Sure, you're angry at Trump – or at George Soros. But let JPT and McCain inspire us to recognize people as neighbors, and rebuild community.
                                                      -30-
[The above column appeared this morning, Sunday, 2 September 2018, in the Las Cruces Sun-News and on the newspaper's website and KRWG's website.  During the week a spoken version will air on KRWG Radio and on KTAL, 101.5 FM (www.lccommunityradio.org).]

[I don't mean to make civility our paramount value.  The fact that our ruling/managing classes are often so civil may be related to the fact that they are having the best of it at our expense most of the time.  Quite politely, the Democrats and Republicans enact laws that help corporations and the wealthy, and the financial industry, with little regard for us (particularly the poorest among us) or our health or environment.  A little incivility in the cause of a fairer and more just world, or in favor of getting our heads out of the sand about climate change, or in favor of forests, wildlife, nature, healthy food, and cutting down on the dangerous chemicals that are all around us and inside us because avoiding them is inconvenient for big business operations -- such incivility might be a welcome note, even something we desperately needed.
However, that's a far cry from an administration where one man's ego and insecurities are primary, not our country, while he and his cohorts destroy what they can of our country.]
 
[Our political incivility is not just the product of one man. It was growing before 2016; and we should remember that. Yeah, Mr. Trump indulged in insults and played some racist cards; but he didn't invent either. He took advantage of our deep divisions, and deepened them.

Thus it's hard not to note reports from John McCain's funeral of a more graceful political moment in which Mr. Trump was not present, or perhaps even mentioned – though awareness of him was obvious. Two men who had defeated McCain in Presidential races, George Bush and Barack Obama, from two different political parties, both spoke – and at one point Mrs. Bush passed to Mr. Bush a candy or chocolate or something, which he passed on to Mrs. Obama. Trump, uninvited, and unmentioned, was a stark contrast to their remarks on the dead senator.

Bush mentioned that, “Above all, John detested the abuse of power. He could not abide bigots and swaggering despots." Obama praised McCain's ability to transcend partisan fights and alluded to the "bombast and insult and phony controversies" of the current political climate.

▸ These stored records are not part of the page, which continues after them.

PR #2166, opened 2025-01-16
deps: remove whatwg-url override

cjihrig:
This commit removes the final override from the package.json file. The whatwg-url override was added to silence Node core deprecation warning DEP0040. While this silences the warning in the CI, it does not help users of this module.

I have also opened https://github.com/nodejs/node/pull/56632. If landed, that will make the warning go away for users of this library.

### DIFF
--- a/package-lock.json
+++ b/package-lock.json
@@ -3081,6 +3081,28 @@
                 }
             }
         },
+        "node_modules/node-fetch/node_modules/tr46": {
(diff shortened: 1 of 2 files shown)


cjihrig:
Node 23.7.0 was released today. The punycode warning has been silenced 🎉  on v23. Now just need to wait for the fix to be backported to the v22 release line.

PR #23, opened 2018-02-20
Fix login request

MrYarin:
This will fix the login request bug.


src/Rhisis.Login/LoginHandler.cs
```diff
@@ -52,8 +52,8 @@ public static void OnLogin(LoginClient client, NetPacketBase packet)
                     client.Disconnect();
                     return;
                 }
-
-                LoginPacketFactory.SendServerList(client, user.Username, client.ClustersConnected);
+                Logger.Info(certify.Username);
```
Eastrall: You can remove this log line that is useless now. 😄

"So much of our politics, public life, public discourse can seem small and mean and petty, trafficking in bombast, and insult, and phony controversies, and manufactured outrage," Obama said. (Jeez, is there a prominent public figure who insults people and tweets bombstically about pettty disputes, picking all kinds of unnecessary fights?)

"It's the politics that pretends to be brave and tough but in fact is born of fear," Obama said. "John called on us to be bigger than that. He called on us to be better than that."

Obama recalled McCain visiting him sometimes at the White House for private policy discussions. "Our disagreements didn't go away during these private conversations," Obama told attendees.  "Those were real and they were often deep. But we enjoyed the time we shared away from the bright lights, and we laughed with each other, and we learned from each other."

Perhaps significantly, Obama noted that, despite their political differences, he always knew he and McCain were acting out of a shared desire to do what was best for the country. (Do many truly believe the same of Mr. Trump?)

Meghan McCain called her father "a great man," adding, "We gather here to mourn the passing of American greatness. The real thing, not cheap rhetoric from men who will never come near the sacrifice he gave so willingly, nor the opportunistic appropriation of those who lived lives of comfort and privilege," she added.

"The America of John McCain has no need to be made great again because America was always great," she said to applause.]